Help for battered women

May 12, 1992

Starting Oct. 1, Marylanders no longer need be shamed by the state's weak protection of women who are driven from their homes by abusive partners. Gov. William Donald Schaefer last week signed into law a bill strengthening Maryland's weak spousal abuse statute -- the worst in the nation at providing safeguards for battered women. But Maryland is still far behind many other states in this regard. And the sexist way in which the General Assembly dealt with the governor's original measure demonstrates that many of its members still have a lot to learn about this problem.

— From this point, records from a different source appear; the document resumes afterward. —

PR #2166, opened 2024-11-27
Introduce workspace-level lints

Schaeff:
Reduce the cost of adding a lint from O(#workspace_crates) to 1.


leonardoalt (approved):

Schaeff:
Self review: in some places I did not add a comment about determinism, and in some others the comment is maybe a bit too vague

PR #2167, opened 2024-11-27
Disallow iteration over hash types

Schaeff:
Iterating over hash types introduces non-determinism.
Ban generally and require turning off the lint locally when it's fine to do so.
This [lint](https://rust-lang.github.io/rust-clippy/master/index.html#/iter_over_hash_type) only applies to loops.


Schaeff:
Self review: in some places I did not add a comment about determinism, and in some others the comment is maybe a bit too vague

pil-analyzer/src/call_graph.rs
ShuangWu121, line 1: The deterministic result is guaranteed by topo_sort_visit, right? I noticed you’ve added comments in other cases, so maybe it could be helpful to have one here too?

ast/src/analyzed/mod.rs
```diff
@@ -711,6 +711,7 @@ impl SolvedTraitImpls {
     /// This just updates the `index` fields.
     /// Assumes that `to_remove` is sorted.
     pub fn remove_trait_impls(&mut self, to_remove: &[usize]) {
+        #[allow(clippy::iter_over_hash_type)]
```
ShuangWu121, line 714: this is deterministic also because of no shared state?

Schaeff: agreed, added comment

Schaeff: actually, replaced by a BTreeMap

pil-analyzer/src/call_graph.rs
Schaeff: I'm actually not sure it is, since there is no single topo sort. Changing to BTreeMap

ShuangWu121 (approved):
LGTM

ShuangWu121 (approved):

Despite overwhelming evidence that thousands of women are brutally beaten by their husbands every year, key legislators -- all males -- were reluctant to permit a lengthy extension beyond the current 30 days that judges may now issue orders protecting spouses from further assaults or from being driven from their homes. The governor had proposed a one-year protection order; it was diluted almost by half. Fears that men would unfairly lose their homes -- even if the abused woman was only a bar pickup, in the imagination of one senator -- forced compromise after compromise to get the legislation passed. But the legislature grudgingly extended protective orders to cover live-in partners as well as husbands.

The lesson that has still not penetrated these closed minds is that domestic violence is not a battle of the genders. Nor is it a marginal social problem. Seventy women were killed by husbands or partners in Maryland in 1990. There were an estimated 16,000 cases of spousal abuse that year, overwhelmingly with women as the victims.

But the problem is far broader than that. Directly or indirectly, children are also the victims of spouse-beatings. A man who batters his wife or partner often beats the children as well. Even if the children are not physically abused, the animalistic behavior leaves psychological scars that mar the rest of their lives. Wife-beaters and child-abusers often were victims themselves in childhood, perpetuating the problem into future generations.

Recent studies here have found that domestic violence breeds other social ills. It is a substantial contributor to homelessness, accounting for up to one-third of those seeking emergency shelter in Maryland. It also creates circumstances that lead children into crime, further raising the social cost of neglecting this form of brutality. The basic equity of offering protection to women who have no other defenses fully justifies further strengthening the domestic violence statue. The social consequences of wife-beating demand it.